Intercalibration: Methodology and Implementation#

Basic Equations#

By taking \(5100\) A continuum flux densities and H \(\beta\) emission line fluxes as an example, the intercalibration between datasets observed by different telescopes is written

\[ \begin{align}\begin{aligned}F_\lambda (5100~\text{A}) = \varphi \cdot F_\lambda (5100~\text{A})_{obs} - G,\\F(H\beta) = \varphi \cdot F(H\beta)_{obs},\end{aligned}\end{align} \]

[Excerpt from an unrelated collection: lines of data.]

PR #784, opened 2026-04-16
fix: Add `date_series` as `TimeGapSplit` parameter and deprecate `date_serie`

### LINKED ISSUE #761: [BUG] Typo in method parameter
In order to help us fix a potential bug we need: 

In the `TimeGapSplit` cross validation, the first parameter is `date_serie`, but that should be `date_series=df["date"],`. I believe this is a typo because the [docstring here](https://github.com/koaning/scikit-lego/blob/2472152e3adadac901737c0f4f7be3fde10f7159/sklego/model_selection.py#L127) says "series"

[Update here](https://github.com/koaning/scikit-lego/blob/2472152e3adadac901737c0f4f7be3fde10f7159/sklego/model_selection.py#L114) (and other lines)

I should note that it's less a "bug" because it doesn't break anything and more an "error"

- [x] a clear and concise description of what the bug is.
- [ ] code that helps us reproduce this 
- [ ] **optional** a unit test that helps us catch the bug in the future

RedZapdos123:
## Description:

Issue #761 reported a typo in the `TimeGapSplit` constructor argument name, where `date_serie` was used instead of `date_series`.

This PR adds a backward compatible fix:

- Supports the correct argument name `date_series`
- Keeps support for the legacy name `date_serie`
- Validates that exactly one of `date_series` or `date_serie` is provided
- Keeps internal compatibility by aliasing `date_serie` to `date_series`
- Updates `TimeGapSplit` docs examples to use `date_series`

It also adds regression tests that cover:

- `date_series` works correctly
- Passing both `date_series` and `date_serie` raises a clear `ValueError`

Closes #761.

## Validation:

- `ruff check sklego/model_selection.py tests/test_model_selection/test_timegapsplit.py`
- `pytest -q tests/test_model_selection/test_timegapsplit.py`
- `pytest -q`

Note: `pytest -q` reports one unrelated pre-existing failure in `tests/test_meta/test_grouped_predictor.py::test_custom_shrinkage`. (See #785 )

## Type of change

## Checklist

- [x] I have commented my code, particularly in hard to understand areas

#### The validation screenshots of the tests run, locally on WSL:

image

Screenshot 2026-04-16 223559

### DIFF
--- a/sklego/model_selection.py
+++ b/sklego/model_selection.py
@@ -50,8 +50,6 @@ class TimeGapSplit:
         Series with the date, that should have all the indices of X used in the split() method.
         If the Series is not pandas-like (for example, if it's a Polars Series, which does not have
         an index) then it must the same length as the `X` and `y` objects passed to `split`.
-    date_serie : Series | None, default=None
-        Backward-compatible alias for `date_series`.
     valid_duration : datetime.timedelta
         Retraining period.
     stride_duration : datetime.timedelta | None
@@ -69,6 +67,8 @@ class TimeGapSplit:
 
         - `"rolling"` window has fixed size and is shifted entirely.
         - `"expanding"` left side of window is fixed, right border increases each fold.
+    date_serie : Series | None, default=None
+        Backward-compatible alias for `date_series`.
 
     Notes
     -----
@@ -88,26 +88,34 @@ class TimeGapSplit:
 
     def __init__(
         self,
-        date_serie=None,
+        date_series=None,
         valid_duration=None,
         stride_duration=None,
         train_duration=None,
         gap_duration=timedelta(0),
         n_splits=None,
         window="rolling",
-        date_series=None,
+        date_serie=None,
     ):
         if valid_duration is None:
             raise ValueError("`valid_duration` has to be defined")
 
-        if (date_serie is None) and (date_series is None):
-            raise ValueError("Either `date_series` or `date_serie` has to be defined")
-
-        if (date_serie is not None) and (date_series is not None):
-            raise ValueError("Only one of `date_series` and `date_serie` can be provided")
-
-        if date_series is not None:
-            date_serie = date_series
+        match (date_series, date_serie):
+            case (None, None):
+                msg = "`date_series` cannot be None"
+                raise ValueError(msg)
+            case (value, None):
+                self.date_series = nw.from_native(value, series_only=True).alias("__date__")
+            case (None, value):
+                msg = (
+                    "Please use `date_series` instead of `date_serie`, "
+                    "`date_serie` will be deprecated in future versions"
+                )
+                warn(msg, DeprecationWarning)
+                self.date_series = nw.from_native(value, series_only=True).alias("__date__")
+            case (_, _):
+                msg = "Cannot provide both `date_series` and `date_serie`"
+                raise ValueError(msg)
 
         # If stride length is not defined, set it equal to the length validation set
         if stride_duration is None:
@@ -126,7 +134,6 @@ class TimeGapSplit:
         if (train_duration is not None) and (train_duration <= stride_duration):
             raise ValueError("stride_duration is longer than train_duration, it should be shorter.")
 
-        self.date_series = nw.from_native(date_serie, series_only=True).alias("__date__")
         self.date_serie = self.date_series
         self.train_duration = train_duration
         self.valid_duration = valid_duration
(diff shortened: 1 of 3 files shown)


RedZapdos123:
@FBruzzesi I request a review for this PR (bug fix).

sklego/model_selection.py
```diff
@@ -46,10 +46,12 @@ class TimeGapSplit:
 
     Parameters
     ----------
-    date_serie : Series
+    date_series : Series
         Series with the date, that should have all the indices of X used in the split() method.
         If the Series is not pandas-like (for example, if it's a Polars Series, which does not have
         an index) then it must the same length as the `X` and `y` objects passed to `split`.
+    date_serie : Series | None, default=None
+        Backward-compatible alias for `date_series`.
```
FBruzzesi: I would move that to the end of the parameters list

sklego/model_selection.py
```diff
@@ -86,14 +88,27 @@ class TimeGapSplit:
...
-        date_serie,
-        valid_duration,
+        date_serie=None,
+        valid_duration=None,
         stride_duration=None,
         train_duration=None,
         gap_duration=timedelta(0),
         n_splits=None,
         window="rolling",
+        date_series=None,
```
FBruzzesi: Since we are changing it, let's re-order the parameters so that `date_series` appears first:

```suggestion
        date_series=None,
        valid_duration=None,
		stride_duration=None,
		train_duration=None,
		gap_duration=timedelta(0),
		n_splits=None,
		window="rolling",
        date_serie=None,
```

sklego/model_selection.py
```diff
@@ -86,14 +88,27 @@ class TimeGapSplit:
...
+            raise ValueError("`valid_duration` has to be defined")
+
+        if (date_serie is None) and (date_series is None):
+            raise ValueError("Either `date_series` or `date_serie` has to be defined")
+
+        if (date_serie is not None) and (date_series is not None):
+            raise ValueError("Only one of `date_series` and `date_serie` can be provided")
+
+        if date_series is not None:
+            date_serie = date_series
```
FBruzzesi: I think this might be a good case to use `match`.

In this way we have case by case control and we can raise better errors and/or custom warnings.

For example:

* if they are both None, we should not mention the existence of `date_serie`, and only mention `date_series`
* In the case of `date_series=None` and `date_serie not None`, we should move forward but raise a DeprecationWarning. 

Here is the suggestion:

```suggestion
        match (date_series, date_serie):
            case (None, None):
                msg = "`date_series` cannot be None"
                raise ValueError(msg)

            case (value, None):
                self.date_series = nw.from_native(value, series_only=True).alias("__date__")

            case (None, value):
                msg = (
                    "Please use `date_series` instead of `date_serie` arguments. "
                    "`date_serie` will be deprecated in future versions"
                )
                warn(msg, DeprecationWarning)

                self.date_series = nw.from_native(value, series_only=True).alias("__date__")

            case (_, _):
                msg = "Cannot provide both `date_series` and `date_serie`"
                raise ValueError(msg)
```

Then line 129 can be removed

---

See [tutorial](https://benhoyt.com/writings/python-pattern-matching/) (one of many) for more in depth explanation of Structural pattern matching

FBruzzesi (commented):
Hey @RedZapdos123 👋🏼 thanks for your contribution. I added a couple of comments/suggestions to hopefully have more insightful messages for users

sklego/model_selection.py
RedZapdos123: Moved the alias parameter to the end.

sklego/model_selection.py
RedZapdos123: The constructor parameters are now reordered so that date_series is teh first, and date_serie is the last.

sklego/model_selection.py
RedZapdos123: Thank you for the advice. I refactored this to the structural pattern matching with case handling:

- Both missing: raises error mentioning only date_series.
- Current only: proceeds normally.
- Legacy only: proceeds with DeprecationWarning.
- Both provided: raises conflict error.

I also removed the now redundant downstream check, and added focused regression coverage for warning and error paths.

FBruzzesi: Thanks for addressing it!

FBruzzesi (approved):
Thanks @RedZapdos123 for the contribution and quick adjustment! It's a +1 from me 😉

where \(\varphi\) is a multiplicative factor and \(G\) is an additive factor.

Reform the above equations with vectors. We now have \(m\) measurements of a true signal \(y\) by \(k\) different telescopes

\[ \begin{align}\begin{aligned}{f}_{obs} = {\Phi}^{-1}({y} + {G}) + {bn} + {\epsilon},\\{f}_{cali} = {\Phi}({f}_{obs}+ {bn} + {\epsilon}) - {G},\end{aligned}\end{align} \]

where \(n\) are reported measurement noises, \(\epsilon\) are unknown systematic errors, \(b\) is an \(m\times m\) diagnoal matrix for error scale. The above equations stands for continuum flux densities. For emission line fluxes, \(G=0\).

PyCALI uses the damped random walk process to describe the variations and employs a Bayesian framework to determine the best estimates for the parameters by exploring the posterior probability distribution with the diffusive nested sampling algorithm.

Implementation#

In real implementation, the first dataset is set to be the reference with \(\varphi=1\) and \(G=0\). The input light curve of each dataset is first normalized before being passed to intercalibration (when FlagNorm is set to 1). The continuum fluxes are normalized as

\[f'_{i,j} = \frac{f_{i, j}}{C_i},\]

where \(f_{i, j}\) is the \(j\)-th point of the \(i\)-th continuum dataset and \(C_i\) is the mean, calculated as

\[C_i = \frac{1}{N_i}\sum_{j=1}^{N_i} f_{i, j},\]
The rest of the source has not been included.